Regional Flavors of Africa
To celebrate the launch of four new African spice blends, this week we’re taking a look at some of the regional dishes that inspired them.
Is chakalaka a salad? A stew? A relish? In truth, it’s all of the above and more. However you classify it, chakalaka is an essential South African condiment that can be served with everything from pap (similar to polenta) to crusty bread, stews, and braaied (barbecued) meat. Said to have originated with Mozambican mineworkers in and around Johannesburg, chakalaka is typically made with a blend of beans, carrots, onion, peppers, and tomato sauce. Some versions include cabbage or butternut squash, but all are characterized by a signature spicy seasoning made with crushed chiles and fragrant spices.
Suya is a spicy meat kebab popular as a street food throughout West Africa. Typically made with skewered beef, suya can also be prepared using tripe, chicken, liver, or kidney meat. In West African countries like Nigeria, where suya is thought to have originated with the cuisine of the Hausa people, skewered suya meat is seasoned with a hot, nutty spice mixture before being grilled, then finished with a drizzle of vegetable or peanut oil before being served.
Zobodobo is the Hausa name for the Hibiscus plant, a key ingredient in the fruity, refreshing beverage known as zobo drink. Popular throughout Nigeria and West Africa, zobo drink is made from an infusion of tart dried Hibiscus flowers mixed with pineapple, ginger, and sometimes oranges, watermelon, or other fruit. Zobo drink is usually served cold, making it a refreshing choice during the hot summer months. For a delicious summertime cocktail, rim glasses with Hibiscus Chile-Lime Salt and mix 8oz of zobo drink with 1.5oz of rum. Serve over ice and garnish with a slice of fresh pineapple.
Couscous is truly a global dish, popular everywhere from Italy to West Africa and beyond. It’s the national dish of Tunisia, where it is called kousksi. Though it resembles a grain, couscous is actually a type of pasta made from durum semolina wheat.
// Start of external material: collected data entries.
PR #93, opened 2019-07-21
Include ActionView::Helpers in helpers.rbi

connorshea:
`ActionView::Helpers` provides methods like `link_to` in Helpers, e.g. I have a helper like this:

```ruby
# typed: true
module GamesHelper
  def sort_dropdown_link(sort, humanized_name)
    link_to(humanized_name, request.params.merge(order_by: nil), class: "dropdown-item#{params[:order_by].nil? ? ' has-text-weight-bold' : ''}")
  end
end
```

Previously, the `link_to` and `request` methods were undefined according to Sorbet. With this change, this code no longer throws Sorbet errors :)

I had hoped to also figure out how to include the URL methods (e.g. `user_url`) in Helpers, but I think the way sorbet-rails currently implements those methods is somewhat flawed (or perhaps I'm misunderstanding how it actually works in Rails?), since I haven't been able to figure out a way to include those methods as part of the helper modules. If I'm missing something, I'd appreciate any help figuring this out :)

### DIFF
--- a/lib/sorbet-rails/helper_rbi_formatter.rb
+++ b/lib/sorbet-rails/helper_rbi_formatter.rb
@@ -23,6 +23,7 @@ class HelperRbiFormatter
       rbi += <<~RBI
         module #{helper}
           include Kernel
+          include ActionView::Helpers
         end
 
       RBI
--- a/spec/test_data/v4.2/expected_helpers.rbi
+++ b/spec/test_data/v4.2/expected_helpers.rbi
@@ -4,13 +4,16 @@
 
 module BarHelper
   include Kernel
+  include ActionView::Helpers
 end
 
 module BazHelper
   include Kernel
+  include ActionView::Helpers
 end
 
 module FooHelper
   include Kernel
+  include ActionView::Helpers
 end
 
--- a/spec/test_data/v5.0/expected_helpers.rbi
+++ b/spec/test_data/v5.0/expected_helpers.rbi
@@ -4,13 +4,16 @@
 
 module BarHelper
   include Kernel
+  include ActionView::Helpers
 end
 
 module BazHelper
   include Kernel
+  include ActionView::Helpers
 end
 
 module FooHelper
   include Kernel
+  include ActionView::Helpers
 end
 
--- a/spec/test_data/v5.1/expected_helpers.rbi
+++ b/spec/test_data/v5.1/expected_helpers.rbi
@@ -4,13 +4,16 @@
 
 module BarHelper
   include Kernel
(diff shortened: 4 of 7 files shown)


manhhung741:
Thanks Connor. I’ll reply the bit about routes url:

The URL helper is a module created in the fly in Rails. There isn’t a
consistent name for it.

Yes, the way sorbet-rails generate is not ideal. Currently the methods are
put into ApplicationController directly. My original usecase was to make
them available in ApplicationController.

Now how do we deal with this? We can “trick” sorbet the following way:
- Make up a module that contains all the url helper methods. This is the
trick I use for a lot of the models modules. Say it’s GeneratedUrlHelper.
- Make ApplicationController include this module in an rbi file.
- Make helper modules include this module in an rbi file.

How does this trick work? In static check, sorbet doesn’t validate the
existence of the module. It’ll happily use the fake module defined in the
classes/modules for static check. During run time check, the methods should
be available. Even though it’s under another module, it is still fine.

Ie:
```
module GeneratedUrlHelper
# _url and _path put here
end

class ApplicationController
  include GeneratedUrlHelper
end

module FooHelper
  include GeneratedUrlHelper
end
```

Let me know if this makes sense to you :-)

connorshea:
Ooh, clever

I'll try it. 👍

connorshea:
For now I think we can probably just merge this (assuming you're fine with the current code), we can do the url/path methods later.

manhhung741:
Ok :-)

jaredbeck:
> .. we can do the url/path methods later.

Did this happen? I'm still getting:

```
app/helpers/redacted/redacted_helper.rb:9: 
Method redacted_path does not exist on Redacted::RedactedHelper 
https://srb.help/7003
     9 |        redacted_path(redacted: { redacted: redacted })
                ^^^^^^^^^^^^^^^^^^^^^^^^^^^^^^^^^^^^^^^^^^^^^^^^^^^^^^^^^^^^^^^^^^^^^^^^^^^^
Errors: 1
```

Do you want me to create an issue for this?

manhhung741:
It might’ve just happened with v0.5.2. Which version of the gem are you
using? Would you mind upgrading to 0.5.2 and try again?

If the issue persists, please feel free to file an issue!

jaredbeck:
> Would you mind upgrading to 0.5.2 and try again?

After upgrading from 0.5.1 to 0.5.2, I no longer get the error 7003 I showed above. Thanks!

manhhung741:
Forward the thank to @connorshea :P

The wheat is rolled into small balls that are crushed and then streamed using a special double-chambered cooking pot called a couscoussier. Today, most couscous is sold pre-steamed to shorten the cooking process.
Distinct from Algerian or Moroccan recipes, in Tunisia couscous is almost always served with a red, tomato-based sauce and a characteristic spice blend which includes coriander, chile powder, garlic, caraway seeds, and turmeric. Fish, tripe, hard-boiled eggs, and meats are all served with couscous in Tunisia, as are spice-scented meatballs made from beef or lamb.
Doro wat is a thick, warming stew made from a base of slow-cooked onions and spices (typically berbere), to which chicken and hard-boiled eggs are added. In the traditional recipe, the onions are cooked alone in their own juices at low heat before any oil or butter is added, creating a thick, sweet base for the spices. One of the most popular and best-known dishes of Ethiopia and Eritrea, doro wat is typically served with injera, a spongy sourdough flatbread made from teff which doubles as a serving utensil.